Most of the arguments I’ve seen about why we should continue to allow plastic bag use is that in Cache Valley we don’t live by an ocean, that only a few bags blow away, or that they degrade in sunlight. At the core of these arguments is the notion that our plastic bag use doesn’t have much impact on the environment. This is wrong.
Scientists just found shocking amounts of microplastics in the Arctic. The microplastics were blown by wind from populated human sites. Microplastics are shed from clothes, cosmetics, and yes, plastic bags. Perhaps even more so from plastic bags. When they are exposed to sunlight, they do not biodegrade, but they do photodegrade, which is to become more brittle and break into smaller pieces. Microplastics may change the structure and properties of sea ice and work their way up the food chain from plankton, to fish and fowl, and to us.
I am not suggesting that Cache Valley “caused,” or even contributed a large amount, to the microplastic crisis in the Arctic. What I am saying is that we as humans are all in this together. We cannot expect the rest of the world to change without doing our part.

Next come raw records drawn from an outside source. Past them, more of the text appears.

PR #402, opened 2020-09-25
Skip pyNVML to support Tegra devices

### LINKED ISSUE #400: pyNVML won't work on a Jetson, is there a workaround
There is no NVML library on aarch64 NVIDIA Jetson  That will break many libraries relying on this library, such as cuxfilter.  The geospatial and cuxfilter libraries are among the most requested for Jetson and I'd love to make it work.  Is there a way to use Numba functions to replace pyNVML in this library?

pentschev:
Fixes #400

### DIFF
--- a/dask_cuda/utils.py
+++ b/dask_cuda/utils.py
@@ -139,21 +139,24 @@ def get_cpu_affinity(device_index):
      40, 41, 42, 43, 44, 45, 46, 47, 48, 49, 50, 51, 52, 53, 54, 55, 56, 57, 58, 59,
      60, 61, 62, 63, 64, 65, 66, 67, 68, 69, 70, 71, 72, 73, 74, 75, 76, 77, 78, 79]
     """
-    pynvml.nvmlInit()
-
-    try:
-        # Result is a list of 64-bit integers, thus ceil(get_cpu_count() / 64)
-        affinity = pynvml.nvmlDeviceGetCpuAffinity(
-            pynvml.nvmlDeviceGetHandleByIndex(device_index),
-            math.ceil(get_cpu_count() / 64),
-        )
-        return unpack_bitmask(affinity)
-    except pynvml.NVMLError:
-        warnings.warn(
-            "Cannot get CPU affinity for device with index %d, setting default affinity"
-            % device_index
-        )
+    if _is_tegra():
         return list(range(get_cpu_count()))
+    else:
+        pynvml.nvmlInit()
+
+        try:
+            # Result is a list of 64-bit integers, thus ceil(get_cpu_count() / 64)
+            affinity = pynvml.nvmlDeviceGetCpuAffinity(
+                pynvml.nvmlDeviceGetHandleByIndex(device_index),
+                math.ceil(get_cpu_count() / 64),
+            )
+            return unpack_bitmask(affinity)
+        except pynvml.NVMLError:
+            warnings.warn(
+                "Cannot get CPU affinity for device with index %d, setting default affinity"
+                % device_index
+            )
+            return list(range(get_cpu_count()))
 
 
 def get_n_gpus():
--- a/dask_cuda/utils.py
+++ b/dask_cuda/utils.py
@@ -171,9 +171,16 @@ def get_device_total_memory(index=0):
     Return total memory of CUDA device with index
     """
     if _is_tegra():
+        from ctypes import byref, c_size_t
         import numba.cuda
 
-        return numba.cuda.current_context().get_memory_info()[1]
+        driver = numba.cuda.driver.Driver()
+
+        numba.cuda.current_context()
+        free = c_size_t()
+        total = c_size_t()
+        driver.cuMemGetInfo(byref(free), byref(total))
+        return total.value
     else:
         pynvml.nvmlInit()
         return pynvml.nvmlDeviceGetMemoryInfo(
--- a/dask_cuda/utils.py
+++ b/dask_cuda/utils.py
@@ -20,6 +20,15 @@ except ImportError:
         yield
 
 
+@toolz.memoize
+def _is_tegra():
+    import os
+
+    return os.path.isdir("/sys/class/tegra-firmware/") or os.path.isfile(
+        "/etc/nv_tegra_release"
+    )
+
+
 class CPUAffinity:
     def __init__(self, cores):
         self.cores = cores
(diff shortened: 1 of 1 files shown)


pentschev:
cc @JasonAtNvidia

jakirkham:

And while I’m not saying our microplastics are blowing into the Arctic necessarily (though they could be), they are definitely contaminating our local air, soils, and nearby Rocky Mountains.
I hope Logan City Council members, Cache County Council members, and Cache County Solid Waste Advisory Board members take harmful microplastics into consideration when picking up the plastic bag debate again this fall.